[Stored items]

__________________________________________________

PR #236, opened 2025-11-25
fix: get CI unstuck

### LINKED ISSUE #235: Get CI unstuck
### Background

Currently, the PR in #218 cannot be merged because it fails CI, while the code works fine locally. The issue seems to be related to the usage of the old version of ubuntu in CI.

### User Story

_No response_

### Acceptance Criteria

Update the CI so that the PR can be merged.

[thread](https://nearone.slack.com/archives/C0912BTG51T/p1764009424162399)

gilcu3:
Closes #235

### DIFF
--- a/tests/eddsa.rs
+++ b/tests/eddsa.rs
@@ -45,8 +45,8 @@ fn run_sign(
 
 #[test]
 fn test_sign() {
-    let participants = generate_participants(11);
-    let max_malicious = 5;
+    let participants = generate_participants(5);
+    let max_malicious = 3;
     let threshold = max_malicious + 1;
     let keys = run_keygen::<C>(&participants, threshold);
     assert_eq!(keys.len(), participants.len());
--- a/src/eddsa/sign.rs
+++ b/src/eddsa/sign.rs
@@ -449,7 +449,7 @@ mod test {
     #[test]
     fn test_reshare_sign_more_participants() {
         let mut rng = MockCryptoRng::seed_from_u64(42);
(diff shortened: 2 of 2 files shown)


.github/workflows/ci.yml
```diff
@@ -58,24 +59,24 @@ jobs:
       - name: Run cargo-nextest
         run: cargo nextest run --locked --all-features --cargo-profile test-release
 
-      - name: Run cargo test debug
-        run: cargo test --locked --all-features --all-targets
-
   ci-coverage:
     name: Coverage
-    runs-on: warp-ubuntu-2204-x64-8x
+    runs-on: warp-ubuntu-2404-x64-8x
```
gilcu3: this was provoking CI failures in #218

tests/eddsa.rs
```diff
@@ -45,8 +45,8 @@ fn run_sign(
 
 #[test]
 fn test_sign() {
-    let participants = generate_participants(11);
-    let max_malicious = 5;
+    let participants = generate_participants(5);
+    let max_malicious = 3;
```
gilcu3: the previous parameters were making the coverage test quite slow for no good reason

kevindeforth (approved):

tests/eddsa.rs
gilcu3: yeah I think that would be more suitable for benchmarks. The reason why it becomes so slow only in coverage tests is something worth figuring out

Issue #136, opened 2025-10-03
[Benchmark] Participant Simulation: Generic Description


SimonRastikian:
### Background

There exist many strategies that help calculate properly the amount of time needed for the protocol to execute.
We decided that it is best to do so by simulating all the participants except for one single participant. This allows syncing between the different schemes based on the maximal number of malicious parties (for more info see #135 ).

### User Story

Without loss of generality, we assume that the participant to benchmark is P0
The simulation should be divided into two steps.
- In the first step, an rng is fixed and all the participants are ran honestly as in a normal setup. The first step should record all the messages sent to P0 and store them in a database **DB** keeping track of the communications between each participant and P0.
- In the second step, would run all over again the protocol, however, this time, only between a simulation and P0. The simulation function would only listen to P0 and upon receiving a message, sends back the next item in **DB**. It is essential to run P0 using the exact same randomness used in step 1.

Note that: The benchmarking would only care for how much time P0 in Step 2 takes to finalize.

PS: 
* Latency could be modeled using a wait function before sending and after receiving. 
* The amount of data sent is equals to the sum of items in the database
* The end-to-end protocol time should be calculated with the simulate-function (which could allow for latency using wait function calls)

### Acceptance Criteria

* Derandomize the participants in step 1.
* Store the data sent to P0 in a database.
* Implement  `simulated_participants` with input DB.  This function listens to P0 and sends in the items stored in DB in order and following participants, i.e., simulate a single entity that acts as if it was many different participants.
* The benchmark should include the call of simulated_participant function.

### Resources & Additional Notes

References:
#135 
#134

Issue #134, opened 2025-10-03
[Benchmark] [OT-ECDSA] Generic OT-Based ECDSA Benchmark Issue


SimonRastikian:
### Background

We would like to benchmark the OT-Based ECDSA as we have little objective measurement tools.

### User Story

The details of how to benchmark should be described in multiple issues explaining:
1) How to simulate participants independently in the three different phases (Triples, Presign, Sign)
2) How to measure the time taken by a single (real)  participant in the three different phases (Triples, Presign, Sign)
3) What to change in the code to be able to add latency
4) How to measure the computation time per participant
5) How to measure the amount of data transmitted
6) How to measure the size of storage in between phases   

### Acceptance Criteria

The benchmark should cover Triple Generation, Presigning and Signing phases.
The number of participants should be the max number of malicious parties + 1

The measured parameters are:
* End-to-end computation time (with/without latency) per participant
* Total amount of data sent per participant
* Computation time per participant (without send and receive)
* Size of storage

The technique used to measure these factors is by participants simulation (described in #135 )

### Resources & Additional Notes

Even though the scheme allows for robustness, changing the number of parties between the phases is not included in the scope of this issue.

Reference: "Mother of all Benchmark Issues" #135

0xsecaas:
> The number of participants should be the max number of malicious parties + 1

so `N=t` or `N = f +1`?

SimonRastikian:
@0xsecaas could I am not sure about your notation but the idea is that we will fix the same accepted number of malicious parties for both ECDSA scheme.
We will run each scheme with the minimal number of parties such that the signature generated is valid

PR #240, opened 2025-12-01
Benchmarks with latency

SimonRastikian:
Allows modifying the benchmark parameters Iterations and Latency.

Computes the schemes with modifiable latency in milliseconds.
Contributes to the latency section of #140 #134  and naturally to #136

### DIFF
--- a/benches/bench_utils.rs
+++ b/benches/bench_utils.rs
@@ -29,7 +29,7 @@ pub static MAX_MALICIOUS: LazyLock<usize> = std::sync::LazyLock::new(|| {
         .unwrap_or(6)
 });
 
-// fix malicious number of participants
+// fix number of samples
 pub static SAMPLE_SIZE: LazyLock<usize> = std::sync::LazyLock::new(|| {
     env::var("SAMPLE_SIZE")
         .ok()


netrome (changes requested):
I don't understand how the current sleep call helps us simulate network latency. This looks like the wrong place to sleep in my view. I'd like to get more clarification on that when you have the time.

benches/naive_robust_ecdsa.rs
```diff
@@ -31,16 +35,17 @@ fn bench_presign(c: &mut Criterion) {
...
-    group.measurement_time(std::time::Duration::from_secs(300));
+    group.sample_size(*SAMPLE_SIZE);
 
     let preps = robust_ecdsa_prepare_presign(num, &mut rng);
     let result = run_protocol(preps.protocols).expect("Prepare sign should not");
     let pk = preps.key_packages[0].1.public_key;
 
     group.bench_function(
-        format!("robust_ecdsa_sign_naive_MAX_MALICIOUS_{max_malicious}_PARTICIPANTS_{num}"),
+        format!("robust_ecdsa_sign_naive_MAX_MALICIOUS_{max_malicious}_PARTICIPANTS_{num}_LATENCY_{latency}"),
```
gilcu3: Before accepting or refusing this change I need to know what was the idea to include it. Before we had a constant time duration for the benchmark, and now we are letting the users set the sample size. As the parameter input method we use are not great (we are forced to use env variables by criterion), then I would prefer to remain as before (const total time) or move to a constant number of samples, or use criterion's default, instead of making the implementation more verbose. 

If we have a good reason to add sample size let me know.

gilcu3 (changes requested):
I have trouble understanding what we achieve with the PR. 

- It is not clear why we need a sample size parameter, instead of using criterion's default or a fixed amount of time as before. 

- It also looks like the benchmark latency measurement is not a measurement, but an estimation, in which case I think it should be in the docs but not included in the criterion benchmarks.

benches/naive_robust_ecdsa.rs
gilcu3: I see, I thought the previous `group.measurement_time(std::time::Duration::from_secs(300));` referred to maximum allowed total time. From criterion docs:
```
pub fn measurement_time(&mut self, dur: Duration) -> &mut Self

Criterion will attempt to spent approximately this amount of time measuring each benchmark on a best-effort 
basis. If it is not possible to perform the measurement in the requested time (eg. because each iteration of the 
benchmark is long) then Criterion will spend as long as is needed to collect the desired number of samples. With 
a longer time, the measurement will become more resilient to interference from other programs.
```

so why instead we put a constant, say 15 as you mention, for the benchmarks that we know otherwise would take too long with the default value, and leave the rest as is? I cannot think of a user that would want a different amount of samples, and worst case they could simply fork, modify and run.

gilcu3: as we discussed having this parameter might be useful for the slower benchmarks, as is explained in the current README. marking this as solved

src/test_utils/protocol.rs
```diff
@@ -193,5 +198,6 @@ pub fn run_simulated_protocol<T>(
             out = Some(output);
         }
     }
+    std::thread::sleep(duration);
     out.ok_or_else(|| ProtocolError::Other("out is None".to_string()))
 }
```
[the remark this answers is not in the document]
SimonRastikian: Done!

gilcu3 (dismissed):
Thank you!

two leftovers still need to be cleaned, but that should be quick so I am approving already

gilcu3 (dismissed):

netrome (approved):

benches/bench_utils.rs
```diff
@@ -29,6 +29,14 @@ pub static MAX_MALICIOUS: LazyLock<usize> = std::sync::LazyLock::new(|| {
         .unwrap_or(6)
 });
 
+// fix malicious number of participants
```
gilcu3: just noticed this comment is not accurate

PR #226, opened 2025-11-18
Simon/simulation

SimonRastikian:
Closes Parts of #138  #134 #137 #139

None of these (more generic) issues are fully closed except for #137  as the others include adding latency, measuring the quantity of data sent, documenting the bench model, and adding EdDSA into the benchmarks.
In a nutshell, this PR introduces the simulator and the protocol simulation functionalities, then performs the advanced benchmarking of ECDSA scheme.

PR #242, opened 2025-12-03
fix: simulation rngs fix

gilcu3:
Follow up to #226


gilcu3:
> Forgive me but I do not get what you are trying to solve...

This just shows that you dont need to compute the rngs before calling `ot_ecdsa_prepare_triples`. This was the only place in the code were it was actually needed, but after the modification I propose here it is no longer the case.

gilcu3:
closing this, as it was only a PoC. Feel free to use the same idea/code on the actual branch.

__________________________________________________

* [Try it] Restate word for word the lines above, beginning with the one that contains "Closes Parts of" and ending with the last line.

* [Response]
Closes Parts of #138  #134 #137 #139

None of these (more generic) issues are fully closed except for #137  as the others include adding latency, measuring the quantity of data sent, documenting the bench model, and adding EdDSA into the benchmarks.
In a nutshell, this PR introduces the simulator and the protocol simulation functionalities, then performs the advanced benchmarking of ECDSA scheme.

PR #242, opened 2025-12-03
fix: simulation rngs fix

gilcu3:
Follow up to #226


gilcu3:
> Forgive me but I do not get what you are trying to solve...

This just shows that you dont need to compute the rngs before calling `ot_ecdsa_prepare_triples`. This was the only place in the code were it was actually needed, but after the modification I propose here it is no longer the case.

gilcu3:
closing this, as it was only a PoC. Feel free to use the same idea/code on the actual branch.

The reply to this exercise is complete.